WHAT YOU ARE ASKED TO DO
Each line of the records is to be copied verbatim.
[[ EXTRACTED INFORMATION, beginning ]]
PR #194, opened 2023-01-13
LG-2738 guidecue docs

TheSonOfThomp:
- Adds Guide Cue to node_modules
- Updates value mapping for Enum props

### DIFF
--- a/components/pages/example/LiveExample.tsx
+++ b/components/pages/example/LiveExample.tsx
@@ -78,6 +78,8 @@ export const LiveExample = ({
             tsDoc,
           });
 
+          console.log(state);
+
           setState(state);
         } else {
           setState(initialLiveExampleState);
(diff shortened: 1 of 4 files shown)


brookescarlett:
The guidecue live example does not work and a lot of the props in the Tooltip prop table are missing their descriptions

TheSonOfThomp:
> The guidecue live example does not work and a lot of the props in the Tooltip prop table are missing their descriptions

Guidecue example: 
Screen Shot 2023-01-18 at 1 24 09 PM

You'll probably need to `yarn --force`

This PR shouldn't affect `Tooltip`

TheSonOfThomp:
> TooltipProps within Guidecue code docs @TheSonOfThomp

Ah I see. That'll have to be fixed in the TSDoc on the GuideCue `TooltipContent` component itself: https://github.com/mongodb/leafygreen-ui/blob/main/packages/guide-cue/src/TooltipContent.tsx#L30-L39

brookescarlett:
Pulled the latest and the "next" button still isn't working

TheSonOfThomp:
> Pulled the latest and the "next" button still isn't working

I think that's just how the story is written https://thesonofthomp.github.io/leafygreen-ui/?path=/story/components-guidecue--default

brookescarlett:
yep you're right.. it's weird/looks like a bug but i won't block on it

brookescarlett (approved):

TheSonOfThomp:
> yep you're right.. it's weird/looks like a bug but i won't block on it

👍 I agree it's weird. I'll file a ticket to fix the story itself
[[ EXTRACTED INFORMATION, end ]]
SOLUTION
PR #194, opened 2023-01-13
LG-2738 guidecue docs

TheSonOfThomp:
- Adds Guide Cue to node_modules
- Updates value mapping for Enum props

### DIFF
--- a/components/pages/example/LiveExample.tsx
+++ b/components/pages/example/LiveExample.tsx
@@ -78,6 +78,8 @@ export const LiveExample = ({
             tsDoc,
           });
 
+          console.log(state);
+
           setState(state);
         } else {
           setState(initialLiveExampleState);
(diff shortened: 1 of 4 files shown)


brookescarlett:
The guidecue live example does not work and a lot of the props in the Tooltip prop table are missing their descriptions

TheSonOfThomp:
> The guidecue live example does not work and a lot of the props in the Tooltip prop table are missing their descriptions

Guidecue example: 
Screen Shot 2023-01-18 at 1 24 09 PM

You'll probably need to `yarn --force`

This PR shouldn't affect `Tooltip`

TheSonOfThomp:
> TooltipProps within Guidecue code docs @TheSonOfThomp

Ah I see. That'll have to be fixed in the TSDoc on the GuideCue `TooltipContent` component itself: https://github.com/mongodb/leafygreen-ui/blob/main/packages/guide-cue/src/TooltipContent.tsx#L30-L39

brookescarlett:
Pulled the latest and the "next" button still isn't working

TheSonOfThomp:
> Pulled the latest and the "next" button still isn't working

I think that's just how the story is written https://thesonofthomp.github.io/leafygreen-ui/?path=/story/components-guidecue--default

brookescarlett:
yep you're right.. it's weird/looks like a bug but i won't block on it

brookescarlett (approved):

TheSonOfThomp:
> yep you're right.. it's weird/looks like a bug but i won't block on it

👍 I agree it's weird. I'll file a ticket to fix the story itself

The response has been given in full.